Viktor, un estudiante de secundaria de 16 años que pidió no ser identificado por su nombre completo por temor a tener problemas en su escuela, dijo que empezó a ir a las manifestaciones el año pasado. Cree que los manifestantes están listos para escalar las cosas.

“Veo una transformación en la juventud. Antes en las manifestaciones gritabas todo lo que querías y después te ibas a tu casa”, señaló. “Ahora la gente se queda. Se organizan manifestaciones de 24 horas y marchas hacia el Kremlin”.

En la manifestación del domingo, varias decenas de personas enfrentaron a policías apostados frente al Kremlin. Se dispersaron cuando varios de ellos fueron apaleados por la policía y arrestados. Pero unos 20 manifestantes decidieron acampar en el sitio y pasar la noche allí. A la mañana siguiente la policía se los llevó.

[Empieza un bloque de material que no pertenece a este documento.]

PR #343, opened 2025-01-10
feat: allow multiple global middlewares

### LINKED ISSUE #284: Create a `WithGlobalMiddlewares` server option to replace `WithCorsMiddleware`
`WithCorsMiddleware` is very specific. We need Global Middlewares.

They differ from route middleware by the fact that every request pass by them, EVEN IF the request is not being routed to a handler. For example, Global Middlewares will handle `/not-existing-path`, while route middlewares will not handles them.

- `Use` registers middlewares to routes, not globally.
- `option.Middleware` registers middlewares to routes, not globally.

Replace `corsMiddleware` by a list of middlewares. Keep the example of CORS in the description.

rizerkrof:
fixes #284

### DIFF
--- a/server.go
+++ b/server.go
@@ -44,7 +44,7 @@ type Server struct {
 	// Not stored with the other middlewares because it is a special case :
 	// it applies on routes that are not registered.
 	// For example, it allows OPTIONS /foo even if it is not declared (only GET /foo is declared).
-	corsMiddleware func(http.Handler) http.Handler
+	globalMiddlewares []func(http.Handler) http.Handler
 
 	*Engine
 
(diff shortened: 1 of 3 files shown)


server.go
```diff
@@ -177,22 +177,22 @@ func WithTemplateFS(fs fs.FS) func(*Server) {
...
 //	s := fuego.NewServer(
-//		WithCorsMiddleware(cors.New(cors.Options{
+//		WithGlobalMiddleware(cors.New(cors.Options{
 //			AllowedOrigins:   []string{"*"},
 //			AllowedMethods:   []string{"GET", "POST", "PUT", "DELETE", "OPTIONS"},
 //			AllowedHeaders:   []string{"*"},
 //			AllowCredentials: true,
 //		}).Handler)
 //	)
-func WithCorsMiddleware(corsMiddleware func(http.Handler) http.Handler) func(*Server) {
```
dylanhitt, line 194: Mind changing your commit to `BREAKING: ...`. So the changelog is more explicit on the change?

dylanhitt (approved):

EwenQuim:
Closed in favor of #345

Nuevas leyes permiten severos castigos a ofensas como publicar blogs o tuits en contra del gobierno.

Zabara asegura que los manifestantes están dispuestos a considerar “métodos más radicales”, aunque dice estar a favor de una resistencia pacífica.

Los jóvenes que se formaron en la era de Putin eran sus más fieles simpatizantes y gozaban del consumismo de la economía de mercado y de una relativa libertad con la que sus padres solo podían soñar bajo el comunismo.

Pero se han venido desencantando con Putin a medida que promueve posturas anti-Occidente y patrióticas.

Lev Gudkov, director de una encuestadora independiente, el Levada Center, dice que las consultas indican que Putin está perdiendo popularidad entre los jóvenes.

“Algo empezó a cambiar entre los jóvenes el año pasado”, señaló. “No les gusta la retórica anti-occidental ni los valores tradicionales”.

Opinó que los jóvenes que se organizan a través de grupos de chat y son vapuleados por la policía antimotines están aprendiendo a manejarse en la política y en algún tiempo formarán una sólida oposición.